Citant des documents de la CIA, Bernstein a écrit qu’au cours des 25 années précédentes « plus de 400 journalistes américains… ont secrètement effectué des missions pour la Central Intelligence Agency ». Il a ajouté : « L’histoire de l’implication de la CIA auprès de la presse américaine continue d’être entourée d’une politique officielle d’obscurcissement et de tromperie. »

L'histoire de Bernstein a terni la réputation de nombreux journalistes et institutions médiatiques, notamment le Washington post et  . Alors que la mission de la CIA était largement considérée comme impliquant « l'obscurcissement et la tromperie », la mission des meilleurs journaux du pays était manifestement à l'opposé.

Au cours des dernières décennies, à notre connaissance, l’ampleur de la cohabitation extrême des médias avec la CIA a fortement diminué. Dans le même temps, comme l’atteste la préparation à l’invasion américaine de l’Irak, de nombreux journalistes et médias américains de premier plan ont continué à régurgiter, pour la consommation publique, ce qui leur est fourni par la CIA et d’autres sources officielles de « sécurité nationale ».

Le récent achat du Washington post par Jeff Bezos a coulé du béton de haute finance pour un nouveau pont structurel entre l'industrie des médias et l'État de surveillance/guerre. Cette évolution place la CIA dans une proximité institutionnalisée plus étroite avec le Poste, sans doute le média politique le plus important aux États-Unis.

À ce stade, environ 30,000 XNUMX personnes ont signé une pétition (lancée par RootsAction.org) avec une demande minimale : « Le Washington postLa couverture médiatique de la CIA devrait inclure la divulgation complète du fait que l'unique propriétaire de la Poste est également le principal propriétaire d’Amazon et Amazon tire désormais d’énormes profits directement de la CIA. Au nom des signataires de la pétition, je dois la remettre au Washington post siège le 15 janvier. Le pétition est une salve d’ouverture dans une bataille à long terme.

Selon ses propres dires, Amazon, qui a rapporté jusqu'à présent à Jeff Bezos une richesse personnelle d'environ 25 milliards de dollars, est impatient d'élargir ses services à la CIA au-delà de l'accord initial de 600 millions de dollars. "Nous espérons une relation fructueuse avec la CIA", a déclaré Amazon dans un communiqué il y a deux mois. Alors que Bezos continue de s’enrichir encore plus grâce à Amazon, quelle est la probabilité que cet objectif affecte la couverture de la CIA par son journal ?

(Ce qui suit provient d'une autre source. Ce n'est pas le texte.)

PR #1985, opened 2019-05-03
Fix filter processing. Fixes #1907

### LINKED ISSUE #1907: Wrong controller filter processing because of faulty regular expression generation

jim-parry:
Reworked & refactored innards of Filters, specifically processGlobals and processFilters.
They had a few issues.

**Checklist:**
- [x] Securely signed commits
- [-] Component(s) with PHPdocs
- [-] User guide updated
- [x] Conforms to style guide

### DIFF
--- a/system/Filters/Filters.php
+++ b/system/Filters/Filters.php
@@ -1,5 +1,4 @@
 <?php
-
 /**
  * CodeIgniter
  *
@@ -317,9 +316,7 @@ class Filters
 	 */
 	public function getArguments(string $key = null)
 	{
-		return is_null($key)
-			? $this->arguments
-			: $this->arguments[$key];
+		return is_null($key) ? $this->arguments : $this->arguments[$key];
 	}
 
 	//--------------------------------------------------------------------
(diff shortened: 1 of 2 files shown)


jim-parry:
... and SQLite3 has gotten in travis-ci's way again :(

PR #1989, opened 2019-05-06
argument set() must by type of string - cannot agree

nowackipawel:
set should accept at least NULL | int | string
UPDATE x SET a = NULL ...
UPDATE x SET a = 100
UPDATE x SET a = 'aaa'


lonnieezell:
I'll merge but to be fair, due to the nature of PHP - all of those items you show, null, int, and string get typecast during that method, I believe.

Issue #1992, opened 2019-05-07
Entity null values cause database error


MGatner:
Issue #1773 needed null values to be included in model verification, but by using *all* values from `classToArray` (instead of $onlyChanged) `Model->save()` now attempts to insert `null` entity values into the database, which will throw an exception for columns that cannot be `null`.

I think `save()` should still use only changed values and validation should be updated to check for non-existent required values. Also, I believe #1930 passed tests because tests/system/Database/Live/ModelTest.php (e.g. `testSaveNewEntityWithDate()`) is defining all field values, which is non-mandatory.

lonnieezell:
You're right that `save()` should only used changed fields during updates, but all fields should be used if it's an insert, I would think. I'm not sure off the top of my head how to know which fields are allowed nullable during insert and which should be ignored if they are null, without adding an additional layer of complexity for everyone, which I don't want to do.

lonnieezell:
We're hitting some complex issues here that I think are going to require a refactor of Entities. On the plus side, I think it'll make them more robust. My plan is to make them work a little more like Laravel's Models insofar as you don't have to specify properties anymore. We'll keep two protected properties - `original` and `attributes` that store the original attributes and the current attributes. It should simplify some other usage issues I've been struggling with for a while.

Unfortunately, that means that anyone who's built anything already will have to refactor, but that's the fun of pre-release software I guess.

MGatner:
I love it! Always worth it to stop and redo something the right way. 

Let me know how I can help.

nowackipawel:
PR#1989 ?

lonnieezell:
@MGatner I got through about 80% of the required changes last night, I believe. So shouldn't take too long to get switched over. Thanks, though!

@nowackipawel Unrelated to Entities.

PR #1993, opened 2019-05-07
Add partial Entity save() testing

MGatner:
**Description**
Issue #1992 describes the scenario where an entity without every field set will cause non-null database column to error `{column_name} cannot be null`. This PR will create the necessary tests to catch this scenario prior to providing a fix.

**Checklist:**
- [X] Securely signed commits
- [ ] User guide updated
- [X] Conforms to style guide

### DIFF
--- a/tests/system/Database/Live/ModelTest.php
+++ b/tests/system/Database/Live/ModelTest.php
@@ -1477,8 +1477,6 @@ class ModelTest extends CIDatabaseTestCase
 		$entity->deleted    = 0;
 		$entity->created_at = new Time('now');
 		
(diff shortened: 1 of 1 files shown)


MGatner:
Testing with the expected exception "worked" (I got the exception type wrong, but it still threw: https://travis-ci.org/codeigniter4/CodeIgniter4/jobs/529399940). I've removed the expectation and this should now cause a failure because the entity doesn't have every field set.

MGatner:
Made irrelevant by Entity refactor, https://github.com/codeigniter4/CodeIgniter4/pull/2002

Norman Solomon est co-fondateur de RootsAction.org et directeur fondateur de l'Institute for Public Accuracy. Ses livres comprennent La guerre rendue facile: comment les présidents et les experts continuent de nous filer à la mort. Les informations sur le documentaire basé sur le livre se trouvent sur www.WarMadeEasyTheMovie.org.

2 commentaires pour “Acheter une place à la table de Surveillance State »

  1. chercheur de mirage
    Janvier 14, 2014 à 05: 04

    L’opération Mockingbird ne s’est jamais arrêtée, elle s’est simplement déformée et est allée plus loin. Les gens commencent à prendre conscience de la relation incestueuse que les médias entretiennent avec le gouvernement, au profit des grandes entreprises. La dénonciation de M. Snowden pourrait contribuer à faire la lumière sur certains aspects très sombres de la situation dans son ensemble. Les spécialistes d'image travaillent au fil du temps, mais il leur sera impossible de le discréditer puisqu'il est reparti avec leurs propres documents.

  2. Paul G.
    Janvier 14, 2014 à 03: 10

    … le Post, sans doute le média politique le plus important aux États-Unis. Puisque les bureaucrates de Washington reçoivent une grande partie de leurs informations du Washington Post, on peut affirmer sans se tromper que le point de vue néo-conservateur et centré sur l'Amérique du Post est l'épicentre de la « bulle du Beltway » ; ce cocon de nationalisme. L’Amérique est la vision du monde qui est à l’origine de la tentative désastreuse et continue de Washington de contrôler le monde. Ce qui ne fait qu’inspirer le terrorisme, tout en gaspillant nos ressources nationales (l’argent des contribuables), dont nous avons besoin chez nous.